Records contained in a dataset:
PR #199, opened 2020-12-04
Update orcidConfirm.ftl

lb-ov:
Hello,
Line 128 have step1 (step1 i18n().orcid_button_step1) i18n key for both cases of the "if" sentence.  For "else" part, it should be Step2 (i18n().orcid_button_step2)


gneissone (approved):
Nice catch, thank you.

**Step one**
Screen Shot 2021-01-05 at 12 16 23 PM

**Step two, before fix**
Screen Shot 2021-01-05 at 12 16 38 PM

**Step two, after fix**
Screen Shot 2021-01-05 at 12 19 37 PM

brianjlowe (approved):

PR #200, opened 2021-01-25
[VIVO-1831] - Remove duplicate text from dropdown menus

gneissone:
**[JIRA Issue](https://jira.lyrasis.org/browse/VIVO-1831)**: i18n : In "Create publication" form, dropdown menu has duplicate item

Fixes an issue where both 'select a type' and 'select one' appeared in dropdown menus.

# What's new?
Simply removes the offending text string reference from two template files.

# How should this be tested?
On sprint i18n branch, either click the plus sign next to 'selected publications' or 'editor of' on a person's profile page. Confirm you see both 'select a type' and 'select one' in the publication type dropdown. 

duplicate_item_publication_type_menu_en

Apply patch. Confirm only 'select a type' appears.

Screen Shot 2021-01-25 at 2 35 33 PM

# Additional Notes:
Did not find any other forms that were affected by this, though there certainly are other forms that use the 'select one' logic for the dropdown. The logic appeared when the [buildResourceAndLabelFieldOptions](https://github.com/vivo-project/VIVO/blob/1da890a38e51fcce8d25f1579da414156650cab8/api/src/main/java/edu/cornell/mannlib/vitro/webapp/edit/n3editing/configuration/generators/GeneratorUtil.java#L51) method was added to GeneratorUtil.java, but not all form generators use this new method. Simply removing the additional string in the template seems like the easiest solution here, @brianjlowe do you have any thoughts?

# Interested parties
@VIVO-project/vivo-committers

### DIFF
--- a/webapp/src/main/webapp/templates/freemarker/edit/forms/addEditorshipToPerson.ftl
+++ b/webapp/src/main/webapp/templates/freemarker/edit/forms/addEditorshipToPerson.ftl
@@ -84,7 +84,6 @@ Set this flag on the input acUriReceiver where you would like this behavior to o
         <label for="orgType">${i18n().document_type_capitalized} ${requiredHint}</label>
         <#assign docTypeOpts = editConfiguration.pageData.documentType />
         <select id="typeSelector" name="documentType" acGroupName="document">
-            <option value="" selected="selected">${i18n().select_one}</option>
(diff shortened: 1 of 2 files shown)


awoods (approved):
This looks good and works as expected. I will merge, @brianjlowe , unless you had any comments.

PR #204, opened 2021-01-26
[VIVO-1924] i18n: @en i18n properties are not loaded during first site startup.

dofeldsc:
**[JIRA Issue](https://jira.lyrasis.org/browse/VIVO-1924?src=confmacro)**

Problem statement: Without omitting anything, set down all the entries above again.

Answer space:
PR #199, opened 2020-12-04
Update orcidConfirm.ftl

lb-ov:
Hello,
Line 128 have step1 (step1 i18n().orcid_button_step1) i18n key for both cases of the "if" sentence.  For "else" part, it should be Step2 (i18n().orcid_button_step2)


gneissone (approved):
Nice catch, thank you.

**Step one**
Screen Shot 2021-01-05 at 12 16 23 PM

**Step two, before fix**
Screen Shot 2021-01-05 at 12 16 38 PM

**Step two, after fix**
Screen Shot 2021-01-05 at 12 19 37 PM

brianjlowe (approved):

PR #200, opened 2021-01-25
[VIVO-1831] - Remove duplicate text from dropdown menus

gneissone:
**[JIRA Issue](https://jira.lyrasis.org/browse/VIVO-1831)**: i18n : In "Create publication" form, dropdown menu has duplicate item

Fixes an issue where both 'select a type' and 'select one' appeared in dropdown menus.

# What's new?
Simply removes the offending text string reference from two template files.

# How should this be tested?
On sprint i18n branch, either click the plus sign next to 'selected publications' or 'editor of' on a person's profile page. Confirm you see both 'select a type' and 'select one' in the publication type dropdown. 

duplicate_item_publication_type_menu_en

Apply patch. Confirm only 'select a type' appears.

Screen Shot 2021-01-25 at 2 35 33 PM

# Additional Notes:
Did not find any other forms that were affected by this, though there certainly are other forms that use the 'select one' logic for the dropdown. The logic appeared when the [buildResourceAndLabelFieldOptions](https://github.com/vivo-project/VIVO/blob/1da890a38e51fcce8d25f1579da414156650cab8/api/src/main/java/edu/cornell/mannlib/vitro/webapp/edit/n3editing/configuration/generators/GeneratorUtil.java#L51) method was added to GeneratorUtil.java, but not all form generators use this new method. Simply removing the additional string in the template seems like the easiest solution here, @brianjlowe do you have any thoughts?

# Interested parties
@VIVO-project/vivo-committers

### DIFF
--- a/webapp/src/main/webapp/templates/freemarker/edit/forms/addEditorshipToPerson.ftl
+++ b/webapp/src/main/webapp/templates/freemarker/edit/forms/addEditorshipToPerson.ftl
@@ -84,7 +84,6 @@ Set this flag on the input acUriReceiver where you would like this behavior to o
         <label for="orgType">${i18n().document_type_capitalized} ${requiredHint}</label>
         <#assign docTypeOpts = editConfiguration.pageData.documentType />
         <select id="typeSelector" name="documentType" acGroupName="document">
-            <option value="" selected="selected">${i18n().select_one}</option>
(diff shortened: 1 of 2 files shown)


awoods (approved):
This looks good and works as expected. I will merge, @brianjlowe , unless you had any comments.

PR #204, opened 2021-01-26
[VIVO-1924] i18n: @en i18n properties are not loaded during first site startup.

dofeldsc:
**[JIRA Issue](https://jira.lyrasis.org/browse/VIVO-1924?src=confmacro)**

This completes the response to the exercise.